Superfoods

We are often bombarded with headlines about ‘superfoods’ - but what are they, and are there benefits to including them in our diets?

There is actually no definition of a superfood and no way of testing whether a food is 'super' or not. The term is sometimes used in the media to describe a food that is rich in a particular nutrient or other bioactive substance.

Marketing superfoods is illegal in Europe unless there is substantiated research to support the view that they make a difference to a particular medical condition.

You may be interested to know about why some foods have been given this label, so keep reading for a few examples of foods that have been described as having extra properties, particularly when it comes to cancer prevention or health. It may help you decide whether it is worthwhile choosing such foods.

Fruits such as blueberries and pomegranates

Fruits provide an excellent source of vitamins and minerals as well as substances called ‘phytochemicals’. Phytochemicals are the substances in plants that are responsible for the colour, flavour or smell of the plant or fruit.

It is important to remember that, in most dietary studies, these substances have usually been extracted from the plant and then examined in the laboratory setting rather than seeing how they work in humans. That’s why it is really hard to find big studies conducted with humans and with brilliant evidence.

Research suggests that some of these substances may have a particular action in the laboratory, for example, antioxidant properties or be able to influence cell growth.

In real life, we eat fruit and vegetables rather than the individual substances contained within them, and we know from many studies that the best diet is one that is plant-based and includes moderate amounts of animal protein foods.

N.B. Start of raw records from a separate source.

PR #56, opened 2016-08-14
misc fixes

mixmix:
patchbay wouldn't start for me. 

there were a couple of things missing, which this PR tries to resolve : 
- a missing module
- some weird css requiring

the latter I fixed in a pretty hacky way ... not sure how it was working before...


dominictarr:
sorry, adding the module is correct, but the `style.css.json`  should be generated by `npm run build` command.

dominictarr:
it would be better not to need the build step when running inside electron... but tricky bit is sometimes we use a browserify build in electron, so you'd have to test whether you where not in the build, and then load the css via the file system...

clehner:
what was wrong with using brfs?

dominictarr:
hmm, that made https://github.com/dominictarr/browselectrify more awkward, i think.

dominictarr:
it was hard to use brfs, _and_ allow fallbacks to actually use the fs module when you are in electron.

mixmix:
@dominictarr feel free to do whatever with this PR - close it if it's served its purpose

PR #248, opened 2023-08-07
Add unit test

ttakenak:
- Add unit test
- Move systemconfigupdate method call to manager
- Update DefaultMaxStrategyRetryCount from test value
- Log as Error for strategy failed and timeout
- Remove duplicated logics

Test Plan:
PASS: make test (Confirm coverage is increased
      in controllers/manager)
PASS: make && DEBUG=yes make docker-build
PASS: Fresh install
PASS: Day2 operation

### DIFF
--- a/controllers/manager/manager.go
+++ b/controllers/manager/manager.go
@@ -10,6 +10,7 @@ import (
 	"sync"
 
 	"github.com/gophercloud/gophercloud"
+	"github.com/gophercloud/gophercloud/starlingx/nfv/v1/systemconfigupdate"
 	perrors "github.com/pkg/errors"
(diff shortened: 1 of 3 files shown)


controllers/manager/manager.go
```diff
@@ -741,6 +749,26 @@ func (m *PlatformManager) GetVimClient() *gophercloud.ServiceClient {
 	return m.vimClient
 }
 
+// GcCreate is wrapper fucntion for systemconfigupdate Create
```
enzocandotti, line 752: nit: function
there are 4 occurrences

enzocandotti (approved):

PR #270, opened 2023-08-28
Up version to 2.0.10-6

ttakenak:
This commit upversions to 2.0.10-6


enzocandotti (approved):

Makefile
```diff
@@ -17,7 +17,7 @@ HELM_CLIENT_VER_MAJ := $(shell echo ${HELM_CLIENT_VER} | awk -F. '{print $$2}')
 
 # Parameters for deploy tool
 GIT_HEAD := $(shell git rev-list -1 HEAD)
-GIT_LAST_TAG := $(shell git describe --abbrev=0 --tags)
+GIT_LAST_TAG := WRCP_22.12-wrs.7    # version needs to be specified here
```
yjian118, line 20: Is there other commit regarding the naming of the deployctl tool? I cannot understand why this tag can affect the name

ttakenak: deployctl tools version is obtained in cmd/deploy/cmd/versions.go from the value GIT_LAST_TAG
GIT_LAST_TAG is defined in Makefile and pass it in DEPLOY_LDFLAGS
and refereed in building deployctl
GIT_LAST_TAG is only used for deployctl.
We could hard-cord in cmd/deploy/cmd/versions.go but I prefer to implement this in Makefile because other information for deployctl version are defined in Makefile.

yjian118:
Agreed we will prefer this approach in the 2.0.10 branch, and it'll be easier to maintain the actual release this way.

yjian118 (approved):

PR #274, opened 2023-09-01
Refresh DM-monitor for DM upgrade (#249)

sharbhar:
Add capability to install/refresh DM-monitor when DM is installed/upgraded. Check if DM-monitor playbook exists and then execute then playbook to refresh DM-monitor.

Test Plan:

PASS:
- The "dm_monitor_playbook" variable is unset and the dm-monitor playbook is in default path.
- The "dm_monitor_playbook" path is provided and the dm-monitor playbook is in the given path.
- The "dm_monitor_playbook" variable is unset and the dm-monitor playbook is not in default path.
- The "dm_monitor_playbook" path is provided and the dm-monitor is not in the given path.

(cherry picked from commit 79c5bfc019ef0fa492cec9f16ee01e472d217470)


sselvara1:
LGTM

enzocandotti (approved):

PR #275, opened 2023-09-01
Adding Rescue Blocks for Timing Issues

FabrizioPerez:
In this commit, rescue blocks have been introduced after the closing and opening of the port. The aim is to identify and address various issues that may arise during these tasks.

Additionally, a potential issue related to waiting for the port to close has been resolved.

As a result, certain timers have been adjusted to enhance precision.

Test plan:
1. PASS: Deploy subcloud multiple times.
   - Verify the completion of each deployment.
   - Confirm the subcloud status is satisfactory.

2. PASS: Deploy subcloud, triggering the rescue block.
   - Ensure the execution of the rescue block.
   - Validate the continuation of the deployment workflow.

(cherry picked from commit 7864b1885844f29f44010797bbeadb7d6ae60219)

PR #277, opened 2023-09-05
Bug-fix: catch error in controller fs update (#276)

yjian118:
The error from the controller fs update in the system reconciler was overritten by the error produced when notifying the other reconcilers, therefore, if the controller fs update failed, the error will not be caught and there will be no retry afterwards.

This commit fixes this bug, avoids the error overritten and return the error in the end after notifying the dependencies.

Test plan:
Passed - deploy an AIOSX with controller_fs update, the system can be reconciled Passed - manually enforce the error response(400) in sysinv controller_fs controller, the error will be reported in the DM manager log. The controller can be unlocked, and host resource can be insync/reconciled. The retry of controller fs update can be seen in DM manager log. Passed - In case two, remove the error response, after a successful update of the controller_fs, the system resource can be insync/reconciled.

(cherry picked from commit c20c39bebecae7dd4c79169af84d79cc7751c8f5)

### DIFF
--- a/controllers/system/system_controller.go
+++ b/controllers/system/system_controller.go
@@ -1049,6 +1049,8 @@ func (r *SystemReconciler) ReconcileSystem(client *gophercloud.ServiceClient, in
 
 	err = r.ReconcileSystemFinal(client, instance, spec, info)
 	if err != nil {
+		// Need to return true to unblock the other reconcilers to work with the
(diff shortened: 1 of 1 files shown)


yjian118:
Not ready to merge, prefer wait until the merge of #275

PR #278, opened 2023-09-05
Avoid create bootstrap_finalized during reconfig (#271)

yjian118:
The bootstrap_finalized flag is only expected to be added after the bootstrap playbook, therefore, the task to add this flag is not necessary when re-applying the DM. This commit checks if the DM was installed before applying this playbook, avoids to create the flag file again if the DM was already installed.

Tests passed:
1. Applying this playbook on a freshly installed system, verified the system can be deloyed, the flag file was created.
2. Re-apply the playbook after the initial apply, verified the DM can be updated, the DM pod was re-created, the task of the flag file was skipped.

(cherry picked from commit c742ccbcfb356ff8793015cea28fe0329785c452)


ttakenak (approved):
Simple cherry-pick

PR #283, opened 2023-09-19
Ajust N3000 interface name change

ttakenak:
It is possible to change interface names for N3000 interface during installation. DM compares configuration before starting configure and after. As the result, insync stays false because of this name change.

This fix is to detect interface name changes and update profile if it detects.

This also includes the fix with update default values if vlan or vf interface is created during installation. Uuid for vlan/vf is created when these interfaces are created. To avoid insync=false, it updates default after these interfaces are created.

Update deployctl not to extract uuid values.

upversion:
charts: 2.0.10-6 -> 2.0.10-7
deployctl: wrs.9-> wrs.10

Test Plan:
PASS: Install in the environment with N3000 and
      finish successfully (reconciled=true, insync=true,
      no alarm)
PASS: Install in the environment without N3000
      and finish successfully (reconciled=true,
      insync=true, no alarm)
PASS: Extract config by deployctl and fresh install
      with the config without error

(cherry picked from commit fa4c501baabc2106863a09529fd1795f4c8f2ab1)


enzocandotti (approved):

yjian118 (changes requested):
Need to take care of the deployctl version and the helm chart version(I don't know why it was not bumped up)

ttakenak:
> Need to take care of the deployctl version and the helm chart version(I don't know why it was not bumped up)

Upversion in helm charts and deployctl.

Thank you, Yuxing!

hugonicodemos (approved):

yjian118 (approved):

PR #285, opened 2023-09-21
Check whether helmv2-cli and helmv3 are installed

ipiresso:
Starting from StarlingX 9, helmv2-cli will not be installed anymore since helmv2 has been deprecated at this point. This commit allows the DM playbook to keep working against stx mainline by checking whether helmv2-cli and helmv3 are installed, thus running only the blocks of the playbook targeted to each helm version available.

This approach is tailored to be backwards compatible in case the playbook needs to be ran against previous stx releases as well.

Test plan:
PASSED: Install stx-8 AIO-SX
                Deploy DM
	        Upgrade to stx master using a designer ISO without helmv2-cli
                Run 91-upgrade-dm.sh script during activation.
                Check if deployment-manager and dm-monitor helm releases are deployed
                and updated
                Check if DM pods are running
PASSED: Install AIO-SX master using a designer ISO without helmv2-cli
                Run DM playbook
                Check if deployment-manager and dm-monitor helm releases are deployed
                Check if DM pods are running

### DIFF
--- a/docs/playbooks/wind-river-cloud-platform-deployment-manager.yaml
+++ b/docs/playbooks/wind-river-cloud-platform-deployment-manager.yaml
@@ -4,6 +4,11 @@
   hosts: all
   gather_facts: false
   become: false
+
+  vars:
+    helmv2_installed: false
+    helmv3_installed: false
+
   tasks:
     - set_fact:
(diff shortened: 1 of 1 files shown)


hugonicodemos (approved):
LGTM

yjian118 (approved):

PR #288, opened 2023-09-29
Add case-insensitive support for deploymentScope

enzocandotti:
This commit extends the functionality of deploymentScope to support variations in case, including "principal", "bootstrap", "Principal", "Bootstrap", "PRINCIPAL", and "BOOTSTRAP".
The goal is to make the code more user-friendly and robust.

Test Plan:

PASS: Build image and use it for the first unlock. Verify that the host is unlocked as expected, and the scope is set to bootstrap. PASS: Perform a day-2 update using different deploymentScope values, including the six alternatives. Verify that when using uppercase, the scope is set correctly to its lowercase value.

upversion:
charts: 2.0.10-7 -> 2.0.10-8

Signed-off-by: Enzo Candotti <enzo.candotti@windriver.com>
(cherry picked from commit d357105)


enzocandotti:
@ttakenak could you confirm if we need an upversion of deployctl from wrs.10 to wrs.11? Thanks!

enzocandotti:
This commit also includes these changes: https://github.com/Wind-River/cloud-platform-deployment-manager/pull/287

ttakenak (approved):

ttakenak:
> if we need an upversion of deployctl from wrs.10 to wrs.11
I don't think we need to upversion on deployctl because this change does not affect to export configuration (status is not included in export).

yjian118 (changes requested):
Please update the version of deployctl to avoid user's confusion

yjian118 (approved):

PR #284, opened 2023-09-20
Add support for overriding the OS_REGION_NAME parameter

cmondo:
The Subcloud Name Reconfiguration feature includes a mechanism to override the OS_REGION_VALUE on the dcmanager side. This creates confusion when configuring the region value in the deployment file.

This commits adds the changes to override the OS_REGION_NAME parameter but on the DM side.

Test Plan:

PASS - Deploy a new Subcloud and check DM configuration to
       validate endpoint access. There should be no endpoint
       errors in DM logs and the subcloud should be operational.
PASS - Deploy DM to central and verify that the region has not
       been replaced, since the condition applies only to the
       subcloud role

PR #290, opened 2023-10-03
Add support for overriding the OS_REGION_NAME parameter (#284)

cmondo:
The Subcloud Name Reconfiguration feature includes a mechanism to override the OS_REGION_VALUE on the dcmanager side. This creates confusion when configuring the region value in the deployment file.

This commits adds the changes to override the OS_REGION_NAME parameter but on the DM side.

Test Plan:

PASS - Deploy a new Subcloud and check DM configuration to
       validate endpoint access. There should be no endpoint
       errors in DM logs and the subcloud should be operational.
PASS - Deploy DM to central and verify that the region has not
       been replaced, since the condition applies only to the
       subcloud role

((cherry picked from commit: 0382932693e6fa72a067bf143614921855d7aba8)

### DIFF
--- a/docs/playbooks/wind-river-cloud-platform-deployment-manager.yaml
+++ b/docs/playbooks/wind-river-cloud-platform-deployment-manager.yaml
@@ -349,6 +349,24 @@
             deploy_config: "/home/{{ ansible_ssh_user }}/deployment-config.yaml"
           when: inventory_hostname != 'localhost'
 
+         # Configure required region value for subcloud
+        - name: Get subcloud region value from environment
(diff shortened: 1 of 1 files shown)


hugonicodemos (approved):

yjian118:
@cmondo  Let me know when it is ready to merge, thanks

cmondo:
> @cmondo Let me know when it is ready to merge, thanks

@yjian118 - sure. now we are testing with existing subcloud. I'll let you know.

yjian118 (approved):

PR #297, opened 2023-11-02
Bug-fix: delete correct DM pod when reconfig

yjian118:
A bug was introduced in commit: #613fb38 when trying to search for
the old DM pod. This commit moves the task to search for the old
DM pod before the installation to ensure we have a unique DM pod
before installation, and deletes that pod after a reinstall.

Test plan:
Passed - deploy AIOSX subcloud
Passed - reconfig a subcloud successfully, check the dm pod name in
debug log which is not the new one in the system.

This commit also includes the support of the removal of helmv2 after
stx.9.


yjian118:
Abadon this PR to address race condition

PR #132, opened 2021-11-12
Disable default-features on flate2 to allow use of alternate backends

joshtriplett:


Nemo157:
You will have to add `flate2` into the dev-dependencies with default features active so the tests can use the default backend.

joshtriplett:
Ah, sorry. flate2 with default-features doesn't actually prevent the use of zlib-ng, it just *also* builds in the default miniz_oxide backend, which takes up space but doesn't otherwise do any harm. And while I could make flate2 avoid building any backend by default, that would mean the user of async-compression would have to pick a backend and would get similar errors if they did not. So, I'll just close this; it's not worth the usability hit just to avoid building (a potentially unused copy of) the default miniz_oxide backend.

PR #139, opened 2022-01-26
Use only `std` feature for `brotli`

mati865:
Closes https://github.com/Nemo157/async-compression/issues/83 by disabling `ffi-api` feature thanks to https://github.com/dropbox/rust-brotli/pull/48


Nemo157:
Nice, I hadn't realised that was actually released.

bors r+

PR #143, opened 2022-04-12
Update Cargo.toml

hariria:
Upgrading zstd-safe to 5.0.1+zstd.1.5.2

Passes all tests in 
```
cargo test --all-features
```


hariria:
Can we re-run on the newer changes?

hariria:
Can we re-run on the newer changes?

PR #148, opened 2022-05-12
bufread::generic::Decoder: don't reinitialize on reader EOF

eeeeeta:
If `multiple_members` is enabled, the `bufread::generic::Decoder` will
attempt to reinitialise the decoder inside `State::Flushing`, even if
the reason it entered that state was due to the reader returning an EOF.
This will result in an attempt to read past EOF, which is highly
undesirable to say the least.

To fix this, force `multiple_members` to `false` when we get an EOF
condition from the reader.

### DIFF
--- a/src/futures/bufread/generic/decoder.rs
+++ b/src/futures/bufread/generic/decoder.rs
@@ -70,6 +70,9 @@ impl<R: AsyncBufRead, D: Decode> Decoder<R, D> {
                 State::Decoding => {
                     let input = ready!(this.reader.as_mut().poll_fill_buf(cx))?;
                     if input.is_empty() {
+                        // Avoid attempting to reinitialise the decoder if the reader
+                        // has returned EOF.
+                        *this.multiple_members = false;
                         State::Flushing
                     } else {
                         let mut input = PartialBuffer::new(input);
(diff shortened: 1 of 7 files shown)


Nemo157:
To understand the issue I added an additional test assertion that I believe covers what this is meant to fix: https://github.com/Nemo157/async-compression/commit/bd6f0aea785852317b51b56ab60b6d3a9e392c01. If that looks like what you saw you can cherry-pick it to your branch.

eeeeeta:
@Nemo157 Yeah, that test looks good! Cherry-picked (and fixed the stupid compilation error :p)

src/futures/bufread/generic/decoder.rs
```diff
@@ -70,6 +70,9 @@ impl<R: AsyncBufRead, D: Decode> Decoder<R, D> {
                 State::Decoding => {
                     let input = ready!(this.reader.as_mut().poll_fill_buf(cx))?;
                     if input.is_empty() {
+                        // Avoid attempting to reinitialise the decoder if the reader
+                        // has returned EOF.
+                        *this.multiple_members = false;
```
Nemo157, line 75: This same change will also need to be applied to `src/{tokio,tokio_02,tokio_03}/bufread/generic/decoder.rs`.

eeeeeta:
Thanks, @Nemo157! Would you mind cutting a new release and pushing it to crates.io? (we're using your crate in [arti](https://gitlab.torproject.org/tpo/core/arti), and not having a git dependency would be nice!)

Nemo157:
Published 0.3.14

Including a wide variety of fruits and vegetables is the best way of getting the range of vitamins, minerals, dietary fibre and other phytochemicals.

Perhaps think of ways to increase the variety of vegetables and fruit in your diet rather than feeling you need to choose those that appear to be fashionable (these can sometimes be expensive too). Consider ways of increasing the variety you eat to maximise the range of nutrients that fruit and vegetables provide.

Green tea

Green tea can be a delicious refreshing drink but does it have special properties? It contains substances called polyphenols which in laboratory studies have been shown to interfere with the way cells multiply causing them to die.

The polyphenols act as antioxidants but whether they actually influence the risk of cancer remains to be seen.

Green tea can affect the absorption of nutrients such as iron and can interact with some medications, so it is always advisable to check with your pharmacist before taking large amounts of any alternative or complementary substances.

Dark Chocolate

Cocoa contains flavanols, a type of polyphenol and therefore similar to the substances described in other food items such as tea, coffee, fruit and vegetables. Reports on the potential health benefits of dark chocolate, which include heart health, the immune system and cancer, are generally focused on the effects of high amounts of flavanols.

Often these are given as capsules, drinks or occasionally as chocolate which is known to contain high amounts of flavanols.

There have been some interesting findings relating to heart health, but it usually not possible to know how much of these products are actually present in chocolate.

Dark chocolate has higher amounts of cocoa solids but the amount of flavanols is usually not provided on the label. Chocolate (even dark chocolate) is high in energy, fat and sugar, and therefore is one of those foods to be enjoyed in moderation.

Turmeric

Turmeric is a root that has been used as a spice for many years. It contains substances called curcuminoids.

In the laboratory, these substances reduce inflammation and have been demonstrated to increase the activity of substances that reduce DNA damage. Animal studies have shown that turmeric has protective effects against some types of cancer including those of the colon, stomach and skin.

Some studies in people at high risk of colon cancer have failed to demonstrate any effectiveness of curcumin when compared to a placebo. There are a number of studies underway to determine the safety of taking curcumin and whether it has any health benefits.

Studies on curcumin generally use concentrated supplements rather than the quantities of turmeric that would be consumed in a normal diet. The amounts that are used are often approximately 10 – 20 times the amount that would be consumed in the average Indian diet.

Turmeric is a great spice to add flavour and colour to your food, but at the moment the jury is out on what effect it may have on health and whether it is possible to eat the amounts that are being tested in research.

Conclusion

How do you know if any article is reliable?

  • Look at where it is written – is it from a reliable source or is it just someone’s opinion on social media?
  • Does the article say whether research has been done in the laboratory? Has it been tested on humans or animals?
  • If what you hear about a food sounds too good to be true... it usually is.

This does not mean there isn’t any value in including these foods in your diet, but take the hype with a pinch of salt.